- TASK OBJECTIVE
Filter the entries beneath this task, copying only the lines that hold the word "lgtm".

- SOURCE MATERIAL
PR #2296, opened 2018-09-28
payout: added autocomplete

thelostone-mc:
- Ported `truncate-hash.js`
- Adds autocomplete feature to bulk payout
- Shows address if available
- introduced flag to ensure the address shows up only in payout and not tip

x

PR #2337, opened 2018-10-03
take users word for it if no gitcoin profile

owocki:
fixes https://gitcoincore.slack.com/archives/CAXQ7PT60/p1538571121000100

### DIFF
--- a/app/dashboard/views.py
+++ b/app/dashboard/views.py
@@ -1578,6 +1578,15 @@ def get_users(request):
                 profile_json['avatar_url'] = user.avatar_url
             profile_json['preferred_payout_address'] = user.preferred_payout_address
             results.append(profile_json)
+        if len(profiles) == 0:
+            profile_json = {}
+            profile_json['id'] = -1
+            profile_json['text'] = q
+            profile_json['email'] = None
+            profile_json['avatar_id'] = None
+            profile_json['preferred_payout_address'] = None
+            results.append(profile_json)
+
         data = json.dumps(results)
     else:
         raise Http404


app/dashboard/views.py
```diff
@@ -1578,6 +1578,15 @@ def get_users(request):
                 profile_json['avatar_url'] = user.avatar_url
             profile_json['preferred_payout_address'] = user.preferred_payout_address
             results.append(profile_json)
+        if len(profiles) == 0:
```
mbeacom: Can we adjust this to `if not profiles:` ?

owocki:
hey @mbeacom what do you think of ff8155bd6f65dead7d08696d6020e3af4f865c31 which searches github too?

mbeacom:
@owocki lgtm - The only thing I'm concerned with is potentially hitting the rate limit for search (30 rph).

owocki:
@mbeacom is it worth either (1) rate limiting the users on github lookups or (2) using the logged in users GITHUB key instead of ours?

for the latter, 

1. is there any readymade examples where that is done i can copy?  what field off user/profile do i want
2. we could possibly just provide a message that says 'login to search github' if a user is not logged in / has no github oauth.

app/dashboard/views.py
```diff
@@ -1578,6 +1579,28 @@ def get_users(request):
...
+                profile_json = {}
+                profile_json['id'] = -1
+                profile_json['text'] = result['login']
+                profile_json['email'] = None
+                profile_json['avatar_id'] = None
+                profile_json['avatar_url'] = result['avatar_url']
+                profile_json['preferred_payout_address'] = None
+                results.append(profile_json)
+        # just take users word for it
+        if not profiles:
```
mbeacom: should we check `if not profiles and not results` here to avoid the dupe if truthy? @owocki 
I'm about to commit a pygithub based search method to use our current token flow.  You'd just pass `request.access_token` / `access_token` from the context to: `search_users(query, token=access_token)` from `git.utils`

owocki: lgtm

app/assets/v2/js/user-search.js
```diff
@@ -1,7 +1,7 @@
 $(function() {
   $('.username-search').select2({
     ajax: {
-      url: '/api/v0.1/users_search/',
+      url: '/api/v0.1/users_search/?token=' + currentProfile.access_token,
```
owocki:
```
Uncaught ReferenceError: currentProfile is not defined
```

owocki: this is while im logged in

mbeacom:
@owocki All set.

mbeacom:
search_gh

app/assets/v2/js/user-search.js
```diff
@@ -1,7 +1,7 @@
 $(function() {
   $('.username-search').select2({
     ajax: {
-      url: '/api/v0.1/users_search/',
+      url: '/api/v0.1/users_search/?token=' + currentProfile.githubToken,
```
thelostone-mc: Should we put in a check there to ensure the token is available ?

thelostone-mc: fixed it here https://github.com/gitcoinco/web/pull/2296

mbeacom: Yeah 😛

- REPLY TO THE TASK
@owocki lgtm - The only thing I'm concerned with is potentially hitting the rate limit for search (30 rph).
owocki: lgtm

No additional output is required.